PR #2482, opened 2020-10-02
Improve check for fallthrough support

svenklemm:
Change the check for fallthrough support to check for the attribute
instead of specific compiler versions.

### DIFF
--- a/src/annotations.h
+++ b/src/annotations.h
@@ -6,18 +6,14 @@
 #ifndef TIMESCALEDB_ANNOTATIONS_H
 #define TIMESCALEDB_ANNOTATIONS_H
 
-/* Fall-through annotation */
-#if defined(__clang__)
-#if (__clang_major__ >= 12) || (__clang_analyzer__)
+/* Supported since clang 12 and GCC 7 */
+#if defined __has_attribute
+#if __has_attribute(fallthrough)
 #define TS_FALLTHROUGH __attribute__((fallthrough))
 #else
 #define TS_FALLTHROUGH /* FALLTHROUGH */
-#endif				   /* __clang__ */
-#elif defined(__GNUC__)
-/* Supported since GCC 7 */
-#define TS_FALLTHROUGH __attribute__((fallthrough))
+#endif
 #else
-/*  MSVC and other compilers */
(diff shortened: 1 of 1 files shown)


src/annotations.h
```diff
@@ -6,18 +6,15 @@
 #ifndef TIMESCALEDB_ANNOTATIONS_H
 #define TIMESCALEDB_ANNOTATIONS_H
 
-/* Fall-through annotation */
-#if defined(__clang__)
-#if (__clang_major__ >= 12) || (__clang_analyzer__)
+
+/* Supported since clang 12 and GCC 7 */
```
pmwkaa, line 10: we are not supporting older compiler versions?

svenklemm: we are the fallthrough marking won't work on those but otherwise they are still supported

pmwkaa: We actually have some defines about it in the cmake file. For eg `CC_SUPPORTS_IMPLICIT_FALLTHROUGHT`, maybe rely on it if makes sense?

svenklemm: this tests whether the compiler supports -Wimplicit-fallthrough not necessarily whether it supports fallthrough attribute

k-rus (approved):

src/annotations.h
```diff
@@ -6,18 +6,15 @@
...
+#if defined __has_attribute
+#if __has_attribute (fallthrough)
```
erimatnor, line 12: Is this standard across both clang and gcc? I couldn't find good information about it so that's why I didn't use it.

svenklemm: https://gcc.gnu.org/onlinedocs/cpp/_005f_005fhas_005fattribute.html
https://clang.llvm.org/docs/LanguageExtensions.html#has-attribute

erimatnor: I was more concern at what version this was introduced and whether one can rely on the check being there for all versions that support the attribute. It seems as if `__attribute__((fallthrough))` was added to clang 12 (I couldn't find docs for previous versions), and I guess the macro check was added prior to that or in the same release so it should be ok.

erimatnor (approved):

• • • • • • •

Your job is to output all of the material exactly.

PR #2482, opened 2020-10-02
Improve check for fallthrough support

svenklemm:
Change the check for fallthrough support to check for the attribute
instead of specific compiler versions.

### DIFF
--- a/src/annotations.h
+++ b/src/annotations.h
@@ -6,18 +6,14 @@
 #ifndef TIMESCALEDB_ANNOTATIONS_H
 #define TIMESCALEDB_ANNOTATIONS_H
 
-/* Fall-through annotation */
-#if defined(__clang__)
-#if (__clang_major__ >= 12) || (__clang_analyzer__)
+/* Supported since clang 12 and GCC 7 */
+#if defined __has_attribute
+#if __has_attribute(fallthrough)
 #define TS_FALLTHROUGH __attribute__((fallthrough))
 #else
 #define TS_FALLTHROUGH /* FALLTHROUGH */
-#endif				   /* __clang__ */
-#elif defined(__GNUC__)
-/* Supported since GCC 7 */
-#define TS_FALLTHROUGH __attribute__((fallthrough))
+#endif
 #else
-/*  MSVC and other compilers */
(diff shortened: 1 of 1 files shown)


src/annotations.h
```diff
@@ -6,18 +6,15 @@
 #ifndef TIMESCALEDB_ANNOTATIONS_H
 #define TIMESCALEDB_ANNOTATIONS_H
 
-/* Fall-through annotation */
-#if defined(__clang__)
-#if (__clang_major__ >= 12) || (__clang_analyzer__)
+
+/* Supported since clang 12 and GCC 7 */
```
pmwkaa, line 10: we are not supporting older compiler versions?

svenklemm: we are the fallthrough marking won't work on those but otherwise they are still supported

pmwkaa: We actually have some defines about it in the cmake file. For eg `CC_SUPPORTS_IMPLICIT_FALLTHROUGHT`, maybe rely on it if makes sense?

svenklemm: this tests whether the compiler supports -Wimplicit-fallthrough not necessarily whether it supports fallthrough attribute

k-rus (approved):

src/annotations.h
```diff
@@ -6,18 +6,15 @@
...
+#if defined __has_attribute
+#if __has_attribute (fallthrough)
```
erimatnor, line 12: Is this standard across both clang and gcc? I couldn't find good information about it so that's why I didn't use it.

svenklemm: https://gcc.gnu.org/onlinedocs/cpp/_005f_005fhas_005fattribute.html
https://clang.llvm.org/docs/LanguageExtensions.html#has-attribute

erimatnor: I was more concern at what version this was introduced and whether one can rely on the check being there for all versions that support the attribute. It seems as if `__attribute__((fallthrough))` was added to clang 12 (I couldn't find docs for previous versions), and I guess the macro check was added prior to that or in the same release so it should be ok.

erimatnor (approved):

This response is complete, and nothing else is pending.